Citation: If you quote a text or get information from any source (other than class lectures, which are our common knowledge and should never be cited), you should provide a citation. Probably the cleanest way is to use a footnote (especially good for references to books or articles) or an in-text citation (i.e. the URL in parentheses after the statement). Since the assignment does not mandate research, and URLs make awkward entries in any case, you don’t need a “Works Cited” at the end of the paper.

Examples of what needs citation:

You quote one of our readings word-for-word or in paraphrase. Then you need the bibliographic information (see the Guide for the reading) and page number.

You quote the Penn Museum entry on the object word-for-word, or use information from the entry, such as “gift of So-and-So.” Then you need the URL

Further Notes about the Object-based assignment:

1) Why it is important to observe the items yourself:

In the storage room, someone asked an intriguing question: Why are there figure eights on the knife sheath? Did the Ainu know the meaning of eight? I believe this question came up because the museum’s label described the decoration as including figure eights. But this is just what the designs look like. It was a convenient comparison, not an explanation of the meaning of the design. My own personal observation suggested that the designs resemble classic figure eights. But that does not mean they indicate the number eight, or the idea of infinity. Because the figure eight is found in nature, their presence does not prove cultural contact either.

The upshot of this story: it is vital that you take your own observation seriously. Do not assume that the museum’s labels are sacred. Many are preliminary notes to get the object catalogued.

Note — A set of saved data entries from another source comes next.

PR #2449, opened 2023-01-18
bindings.localstorage fixes

### LINKED ISSUE #2374: Manage Local Storage binding file not found
I started to use the [Local Storage binding](https://docs.dapr.io/reference/components-reference/supported-bindings/localstorage/) for my service application.
During my tests I notice that if I try to retrive a file that doesn't exist yet, I expect to receive a `NotFound` exception or a `BindingResponse` with the `Data` field null, instead I received an `Internal` exception just like in the image.
Would it be possible to fix to receive one of the two proposals?
Also is it possible to add in the yaml component a metadata field, time to live, for the files?

MicrosoftTeams-image

Another bug I found during my tests is that if I get the data inside a file and then delete this, I receive an exception in which is described how my file cannot be delete because it is used by another process:

image

Maybe is it cause because the file isn't close after getting the data information?

### LINKED ISSUE #2444: [Security] `bindings.localstorage`: disallow accessing `/var/run/secrets` by default
## Description

This is a potential security issue.

Using the `bindings.localstorage` binding, users can access any file mounted inside the daprd container. The folder `/var/run/secrets` is where Dapr mount secrets such as the bound token for Sentry, as well as other secrets, and it should not be accessible directly to applications.

This is potentially a breaking change, although it's very unlikely someone will have a legit reason for doing this.

## Release Note

RELEASE NOTE: **FIX** Disallow accessing `/var/run/secrets` using `bindings.localstorage` (security)

ItalyPaleAle:
1. Adds checks and enforcements on rootPath. Also includes ability to disallow certain root paths such as `/var/run/secrets` (also if there are symlinks to those paths)
2. Closes file descriptor that was left open after reading a file
3. If the file doesn't exist when reading it, returns a more specific error message

Fixes #2444
Fixes #2374

### DIFF
--- a/bindings/localstorage/localstorage.go
+++ b/bindings/localstorage/localstorage.go
@@ -210,8 +210,12 @@ func (ls *LocalStorage) get(filename string, req *bindings.InvokeRequest) (*bind
 
 	f, err := os.Open(absPath)
 	if err != nil {
+		if os.IsNotExist(err) {
+			return nil, fmt.Errorf("file not found: %s", absPath)
+		}
 		return nil, fmt.Errorf("error opening path %s: %w", absPath, err)
 	}
+	defer f.Close()
 
 	b, err := io.ReadAll(f)
 	if err != nil {
--- a/bindings/localstorage/localstorage.go
+++ b/bindings/localstorage/localstorage.go
@@ -23,6 +23,7 @@ import (
 	"os"
 	"path/filepath"
 	"strconv"
+	"strings"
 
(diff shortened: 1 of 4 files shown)


berndverst (dismissed):
Please update docs also.

ItalyPaleAle:
@berndverst  I don't think this requires any doc upgrade. Users should not have attempted to access denied folders to begin with, and would have experienced undefined behaviors if rootPath was not absolute

berndverst (approved):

This suggests another thing to think about: this knife and sheath were given to the museum in 1896. They were not new when William Pepper (who had his M.D. from Penn and became professor and provost) gifted them, but as you heard in lecture, the Ainu culture of bear and salmon developed no sooner than about 1200, and typical Ainu designs are not attested before the seventeenth to eighteenth centuries (for example, in paintings such as we saw in lecture, or at an archaeological site near the airport for Sapporo on Hokkaido). The link between Jōmon culture and the Ainu is fairly well established, but the chronologies of what we know as modern Ainu are far apart from Jōmon. Recall that in the nineteenth century western archaeologists thought Ainu people were Caucasoid. So one of the narratives about this object is how Philadelphians would have viewed it in the late nineteenth century.

2) What if I guess something wrong?

Don’t worry. The exercise is about two things: your powers of observation, and of argument (or we might even say imagination). The point is not what you propose about the object, but how you use your evidence to support your theory. What did you see, and what does that tell you, given the basic information you have about the Jōmon, Yayoi, and Tomb periods, or the Ainu culture? What drew you to your object, and how did you go from that to some kind of understanding of what the object is and how it exists in the world today?